Однако новая Россия, несмотря на провозглашенный принцип уравнивания в правах национальных единиц (автономий) и административных регионов, по сути, продолжает функционировать на основе этнического федерализма. Об этом свидетельствуют и создание осенью 1992 года консультативного органа Совета глав республик как возможного противовеса сначала Верховному Совету Российской Федерации, а затем — Федеральному Собранию; и сохранение экономических льгот республикам РФ в обмен на политическую лояльность. К сожалению, и другие изменения, произведенные при реформировании национально-государственного устройства в суверенной Российской Федерации, пока еще мало выходят из круга идей, известных по отечественной истории 1922–1985 годов. Все, что они содержат «нового», чаще всего есть возвращение к предложениям, апробировавшимся при Сталине и тогда же показавших свою ограниченность или несостоятельность. Это, в частности, касается предложений возродить национальные районы и национальные сельсоветы, шире использовать элементы культурно-национальной автономии в виде дополнения к существующим территориальным национально-государственным и административно-территориальным образованиям. Культурно-национальная автономия как возможная основа федерации даже не рассматривалась. В большевистской традиции она расценивалась как утонченный национализм, который, конечно же, «был выметен советской метлой вместе с его бундовско-эсеро-меньшевистскими апологетами».

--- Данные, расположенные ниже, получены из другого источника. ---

PR #489, opened 2021-04-21
cli: support NEP-2 and NEP-6 key formats

### LINKED ISSUE #466: Support NEP-6 wallet in neo-cli
NeoFS CLI requires private key in open WIF format to operate, like:
```
$ neofs-cli -r st1.storage.fs.neo.org:8080 -k L2j3Lqx6rJyBiyxnTUHr6TkwMZQKUTuUChsZBLmbAxYa5Rou2TqH object put --file cat.png --cid Ec1fAsQbstaVbUHboEEgtFNguCpyBKfTqhcV7NmjVSoJ --attributes img_type=cat,my_attr=cute
```
which is neither convenient nor secure. Keys are usually stored in wallets and if we're talking Neo here, NEP-6 wallets like the ones supported by neo-go.

Add support for NEP-6 wallets, `-w` parameter for wallet path specification (maybe also `-a` for address as there can be many keys stored in a wallet) and ask for password dynamically to unlock the key.

**Describe alternatives you've considered**
At the very minimum it'd be nice to support NEP-2 encrypted private keys for `-k`, but NEP-6 wallets are still preferred.

**Additional context**
https://neospcc.medium.com/neofs-n3-testnet-release-and-first-episode-of-neofs-beginners-guide-54d618e1c86b

fyrchik:
Close #466 .

NEP-2 is contains WIF encrypted with password.
NEP-6 is format used for neo-go wallets.

### DIFF
--- a/cmd/neofs-cli/modules/accounting.go
+++ b/cmd/neofs-cli/modules/accounting.go
@@ -34,17 +34,17 @@ var accountingBalanceCmd = &cobra.Command{
 			ctx = context.Background()
 		)
 
-		cli, err := getSDKClient()
+		key, err := getKey()
+		if err != nil {
+			return err
+		}
+
+		cli, err := getSDKClient(key)
 		if err != nil {
 			return err
 		}
 
 		if balanceOwner == "" {
-			key, err := getKey()
-			if err != nil {
-				return err
-			}
-
 			wallet, err := owner.NEO3WalletFromPublicKey(&key.PublicKey)
 			if err != nil {
 				return err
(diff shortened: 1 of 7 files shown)


alexvanin:
Can we offload some code to neofs-crypto/load.go? I guess other client applications like gates will benefit from it. 
/cc @realloc @roman-khimov

alexvanin (changes requested):
`getKey()`  now might require user input so it can't be called more than once per command. Unfortunately it is not the case right now. Some commands like `container list` or `accounting balance` call `getSDKClient()` with `getKey()` and then explicitly call `getKey()` again. 

Maybe it won't be that bad to store `key` as a global variable in modules, so it will be initialized once and reused in all commands then. 

Edit 1: or provide key to `getSDKClient` explicitly.

alexvanin (approved):

Issue #493, opened 2021-04-26
Refactor storage application


alexvanin:
Storage application now is a bit of mess right now with global state, configuration params and service implementation all in the main package. Refactor should consider:
- keeping main package small,
- moving implementations to a separate packages,
- figuring out the way state of application is stored (`cfg` structure), 
- figuring out the way configuration is read and set up with default values.

alexvanin:
After internal discussion we've decided to keep overall structure as it is for a while, because storage apps requires some bigger changes with internal balancing. So we can postpone application structure reorganization untill then. 

In this issue we want to organize all configuration values in config package and use it in app.

alexvanin:
We finished config refactor at storage node as a first step to reorganize application structure. Next changes will be described in different issues.

Closed by #553 #573, #575, #576, #577, #578, #579, #581

PR #512, opened 2021-05-11
Refactor serving of prometheus and pprof services

cthulhu-rider:
Relates to #493.


cmd/neofs-ir/main.go
```diff
@@ -57,8 +59,33 @@ func main() {
 	ctx := grace.NewGracefulContext(log)
 	intErr := make(chan error) // internal inner ring errors
 
-	pprof := profiler.NewProfiler(log, cfg)
-	prometheus := profiler.NewMetrics(log, cfg)
+	var httpServers []*httputil.Server
+
+	for _, item := range []struct {
```
alexvanin, line 64: Encapsulate filling `httpServers` in separate function down below. This will make main function a bit smaller and cleaner. Something like
```go
func initHTTPservers(cfg viper.Viper) []*http.util.Server {
 . . .
}
```

cmd/neofs-ir/defaults.go
```diff
@@ -32,13 +32,9 @@ func newConfig(path string) (*viper.Viper, error) {
 func defaultConfiguration(cfg *viper.Viper) {
 	cfg.SetDefault("logger.level", "info")
 
-	cfg.SetDefault("pprof.enabled", false)
-	cfg.SetDefault("pprof.address", ":6060")
-	cfg.SetDefault("pprof.shutdown_ttl", "30s")
+	cfg.SetDefault("profiler.shutdown_timeout", "30s")
```
alexvanin, line 35: Please add `cfg.SetDefault("profiler.address", "")` and `cfg.SetDefault("metrics.address", "")` for inner ring app.

We discussed it already in the context of alphabet contracts defaults. However in this case there are only two meaningful config records. I want to keep all available configuration values in one place as mush as it possible.

alexvanin (changes requested):

cmd/neofs-ir/main.go
cthulhu-rider: Done.

We can do the same for serve/shutdown, although their code is much smaller.

cmd/neofs-ir/defaults.go
cthulhu-rider: Done.

alexvanin (approved):

Issue #455, opened 2021-04-02
Add TLS encryption for gRPC servers


alexvanin:
Right now nodes and clients talk to each other over unsecured connection. gRPC, as the only supported transport protocol right now, supports TLS to secure messages, thus we should support it.

neofs-storage configuration should provide path to `.pem` and `.key` files and use it as TLS credentials.

alexvanin:
The issue is a bit more complex that it seems. 

## Server side

### Configuration
Storage node serves gRPC server with NeoFS API services. Node will have config options to provide TLS related files: certificate and private key.

```yaml
grpc:
  tls:
    enabled: true
    cert: cert.pem
    key: privkey.pem
```

Then, if TLS is enabled, these files will be used in gRPC server constructor.

```go
	// cmd/neofs-node/grpc.go
	var serverOpts = []grpc.ServerOption{
		grpc.MaxSendMsgSize(maxMsgSize),
	}

	if c.cfgRPC.tlsEnabled {
		creds, err := credentials.NewServerTLSFromFile(c.cfgRPC.tlsCertPath, c.cfgRPC.tlsKeyPath)
		if err != nil {
			fatalOnErr(err)
		}
		
		serverOpts = append(serverOpts, grpc.Creds(creds))
	}

	c.cfgGRPC.server = grpc.NewServer(serverOpts...)

```

### Bootstrap address

Storage node must announce TLS support in the address stored in network map. This way any node or client can look at the address and connect to node without additional protocol negotiation. We use [multiaddr](https://github.com/multiformats/multiaddr) to encode node address. The simplest way to do that is to add `/tls` protocol into address,:
```
TLS Enabled:

/ip4/77.88.55.80/tcp/8080/tls
/dns4/example.com/tcp/16512/tls

TLS Disabled:

/ip4/77.88.55.80/tcp/8080
/dns4/example.com/tcp/8080
```

Unfortunately specification does not support TLS protocol yet, even though `/tls/` included in the examples and supported by related projects ([multicodec](https://github.com/multiformats/multicodec)). To resolve this issue we can fork `go-multiaddr` repository, add TLS protocol, use it in storage node and then try to push this change into upstream.

### Summary

- [ ] Support new config options for TLS
- [ ] Enable TLS in gRPC server
- [ ] Add `TLS` protocol support to `go-multiaddr` fork
- [ ] Use `/tls` in announced multiaddr at bootstrap

## Client side

### Protocol

[...]

PR #522, opened 2021-05-17
Use host addresses as transport endpoints

alexvanin:
Related to https://github.com/nspcc-dev/neofs-node/issues/455

To enable TLS support we can't operate with IP addresses directly. Certificates are issued with host names so it is required to
pass them into RPC client. DNS resolving should be done by transport layer and not be a part of node. Therefore `IPAddrString` usage is removed from code.

Also there is fix for incorrect port-only host address parsing (`:8080`). This leads to `/dns4/tcp/8080` multiaddress which is incorrect. In this case `dns4` section should be omitted, but it breaks `manet.DialArgs`. To solve this issue we explicitly set 0.0.0.0 address.

### DIFF
--- a/pkg/network/address.go
+++ b/pkg/network/address.go
@@ -83,6 +83,13 @@ func multiaddrStringFromHostAddr(host string) (string, error) {
 		return "", err
 	}
 
+	// Empty address in host `:8080` generates `/dns4//tcp/8080` multiaddr
+	// which is invalid. It could be `/tcp/8080` but this breaks
+	// `manet.DialArgs`. The solution is to manually parse it as 0.0.0.0
+	if endpoint == "" {
+		return "/ip4/0.0.0.0/tcp/" + port, nil
+	}
+
 	var (
 		prefix = "/dns4"
 		addr   = endpoint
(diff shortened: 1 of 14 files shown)


pkg/network/address.go
```diff
@@ -83,6 +83,13 @@ func multiaddrStringFromHostAddr(host string) (string, error) {
 		return "", err
 	}
 
+	// Empty address in host :8080` generates `/dns4//tcp/8080` multiaddr
+	// which is invalid. It could be `/tcp/8080` but this breaks
+	// `manet.DialArgs`. The solution is to manually parse it as 0.0.0.0
+	if endpoint == "" {
+		endpoint = "0.0.0.0"
```
fyrchik, line 90: We can return from here immediately, without further parsing.

alexvanin: Yeah, fixed, thanks.

pkg/network/address.go
```diff
@@ -73,6 +83,13 @@ func multiaddrStringFromHostAddr(host string) (string, error) {
 		return "", err
 	}
 
+	// Empty address in host :8080` generates `/dns4//tcp/8080` multiaddr
```
carpawell, line 86: if i understand comment correctly, there is missing opening backtick before `:8080`

carpawell (approved):

PR #527, opened 2021-05-17
fix/EigenTrust-algorithm

carpawell:
Add normalizing to `localTrust`s. Add `break` in node search cycle if a node's been found.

Особенно показательным в этом отношении является история с нижними этажами федеративной постройки в СССР. Как известно, советский федерализм в своем наиболее развитом виде включал помимо союзных и автономных республик, автономных областей и округов еще национальные районы (250 — на январь 1933 г., 240 — на июль 1934 г., около 100 — на 1937 г.) и национальные сельсоветы (5300 в 1933–1934 гг., свыше 11 тысяч в 1937 г.). По данным на 1934 год, к категории национальных были отнесены каждый десятый район и каждый восьмой-девятый сельсовет в стране. Однако в Конституции СССР 1936 года и разработанных на ее основе конституциях союзных республик эти нижние этажи советской федерации не были узаконены. С этого времени дробление государства по этническому признаку было «заморожено» и процесс территориального строительства государства, по существу, пошел в новом направлении. 17 декабря 1937 года ЦК ВКП(б) принял постановление «О ликвидации национальных районов и сельсоветов». В соответствии с духом времени при обосновании этой меры отмечалось, что многие из районов (немецкие, финские, корейские, болгарские и т. д.) «были созданы врагами народа во вредительских целях». К началу 1940-х годов целый ряд национальных районов был расформирован, национальный статус нерасформированных уже не подчеркивался. Объяснение этому стоит искать в том, что именно на нижних и наиболее массовидных этажах федеративной постройки абсурд одновременного наличия «национальных» и «ненациональных» образований в государстве, все жители которого в обязательном порядке фиксировали свою национальность в анкетах и паспортах, становился наиболее очевидным. В действительности все районы в одинаковой степени могли считаться национальными, ибо официального статуса граждан, не имеющих национальности, в СССР не существовало. Основную массу «ненациональных» районов, конечно же, составляли районы с русским населением. С упразднением нацрайонов и нацсельсоветов из лексикона средств массовой информации вытеснялись также понятия: «национальное меньшинство», «нацмены». Предполагалось, что проблемы соответствующих групп людей к концу 1930-х годов были успешно решены.